The Census data debunks the myth of state employee sacrifice before Lamont first took office in 2018. Despite the wage freezes imposed by his predecessor, Democrat Dannel Malloy, Connecticut state employee wages ranked second highest in the nation in 2018.

Nevertheless, on Monday, Governor Lamont poured gas on the fire, submitting proposed contracts awarding unionized state employees another raft of robust pay increases.

The consistent second-place ranking results from the 33% wage increase that Lamont has already paid unionized state employees as well as the salary increases he has extended to higher-paid non-union employees, primarily in managerial positions.

Now, the Governor plans to give unionized state employees another four years of 4.5% annual wage increases which, together with the trailing 33%, will compound to about a 60% pay hike in the decade following his first inauguration – a truly stunning increase!

The state employee gravy train cannot get much richer… and, prospectively, state taxpayers much poorer, at least those who stick around too long. Migration out of state continues and will likely accelerate, mitigated for a while by some people fleeing the socialist experiment next door in New York City.

On Monday, the Governor submitted to the General Assembly the State Employees Bargaining Alliance Coalition (SEBAC) 2026 Agreement (“SEBAC 2026”), covering over 30 union bargaining units with almost 50,000 employees. General Assembly approval is foreordained. Union-friendly Democrats hold super-majorities in both houses of the Assembly.

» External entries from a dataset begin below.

PR #279, opened 2022-09-07
fix: Fix the error of requestCode value range.

ipcjs:
### What
- Fix the error of requestCode value range

### DIFF
--- a/example/android/app/src/main/AndroidManifest.xml
+++ b/example/android/app/src/main/AndroidManifest.xml
@@ -5,7 +5,7 @@
         android:label="mobile_scanner_example"
         android:icon="@mipmap/ic_launcher">
         <activity
-            android:name="io.flutter.embedding.android.FlutterActivity"
+            android:name=".MainActivity"
             android:exported="true"
             android:launchMode="singleTop"
             android:theme="@style/LaunchTheme"
--- a/example/android/app/src/main/kotlin/dev/steenbakker/mobile_scanner_example/MainActivity.kt
+++ b/example/android/app/src/main/kotlin/dev/steenbakker/mobile_scanner_example/MainActivity.kt
@@ -1,6 +1,6 @@
 package dev.steenbakker.mobile_scanner_example
 
-import io.flutter.embedding.android.FlutterActivity
+import io.flutter.embedding.android.FlutterFragmentActivity
 
-class MainActivity: FlutterActivity() {
+class MainActivity : FlutterFragmentActivity() {
 }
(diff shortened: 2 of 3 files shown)


ipcjs:
Can this PR be merged?

example/android/app/src/main/AndroidManifest.xml
```diff
@@ -5,7 +5,7 @@
         android:label="mobile_scanner_example"
         android:icon="@mipmap/ic_launcher">
         <activity
-            android:name="io.flutter.embedding.android.FlutterActivity"
+            android:name=".MainActivity"
```
juliansteenbakker, line 8: Why would you add main activity, if we can use io.flutter.embedding.android.FlutterFragmentActivity directly?

example/android/app/src/main/kotlin/dev/steenbakker/mobile_scanner_example/MainActivity.kt
```diff
@@ -1,6 +1,6 @@
 package dev.steenbakker.mobile_scanner_example
 
-import io.flutter.embedding.android.FlutterActivity
+import io.flutter.embedding.android.FlutterFragmentActivity
 
-class MainActivity: FlutterActivity() {
+class MainActivity : FlutterFragmentActivity() {
```
juliansteenbakker, line 5: What is the advantage of FlutterFragmentActivity over FlutterActivity? I can't really seem to find an answer for this online.

juliansteenbakker (commented):
Sorry for the late response. I have a few questions about these changes.

example/android/app/src/main/AndroidManifest.xml
ipcjs: Theoretically it is possible. But since we have created a `MainActivity`, why not use it?

juliansteenbakker: Fair point! I think its best to just remove the mainactivity file since it doesn't add anything else

example/android/app/src/main/kotlin/dev/steenbakker/mobile_scanner_example/MainActivity.kt
ipcjs: this is doc: https://api.flutter.dev/javadoc/io/flutter/embedding/android/FlutterFragmentActivity.html

I use `FlutterFragmentActivity` in my project mainly to circumvent the problem: https://github.com/flutter/flutter/issues/98133

example/android/app/src/main/AndroidManifest.xml
ipcjs: In the actual project `MainActivity` will generally have some code, but of course in this demo, it can be removed.

Do I need to delete it?

juliansteenbakker: Well its alright like this. Maybe its clearer for some people since its only he example app.

juliansteenbakker (approved):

The new U.S. Census data covers all state employees, not just those in unions. Accordingly, it captures political appointees, professionals such as UCONN athletic coaches and doctors in the UCONN Health system and judges in the state court system, as well as the ranks of non-unionized managerial positions in the state workforce, who, all combined, number roughly 9,000.

Some of the non-unionized employees are paid extremely well, as we can conclude from the difference between the average 2025 pay reported in the actuarial report of the state pension fund covering primarily unionized employees – about $95,000 – and the newly reported Census number of $101,500.

There are some scandalous examples of super-rich pay packages that Lamont has given to political appointees. The most infamous is Terrence Cheng, chancellor of Connecticut State Colleges & Universities, who resigned under pressure in March 2025 after his lavish personal spending on the state’s dime was revealed. The Connecticut Inside Investigator (CII) revealed that, six months later, Cheng was still on the state payroll, making $442,000 in his new role as Strategic Adviser to the oversight board of CSCU, despite never having attended any meetings of the board.

Then there’s a growing number of quasi-public entities about which CII has also reported. CII reports that the head of CT Innovations made $680,000 in 2025, quite a lot for running an entity with a mere $41.5 million in assets, mostly unaudited state investments in companies promising to create or expand businesses in-state and to employ specified numbers of state citizens. There’s also the Connecticut Green Bank, which is funded primarily by the public benefits charge on utility bills, whose head made $330,000 in 2025.

The real value of the Census data is that it provides critical context. Connecticut state employee wages can be evaluated on an apples-to-apples basis in comparison with peers in other states within a 50-state context. This can be useful to correct for union attempts to justify union pay levels inappropriately by using comparisons to high pay in certain jobs in the private sector.

For example, why should Connecticut corrections employees be paid 20% more than the national average? Perhaps because the state’s cost of living is higher than the national average. Yet, that cannot explain why Connecticut corrections employees are paid almost 10% more than their peers in neighboring Massachusetts.

What really needs explanation is why Lamont keeps awarding even more pay raises to state employees, unionized and not, who are already better paid than all but their counterparts in California? There is a developing rallying cry of resistance to continuing pay raises: Don’t Californify Connecticut!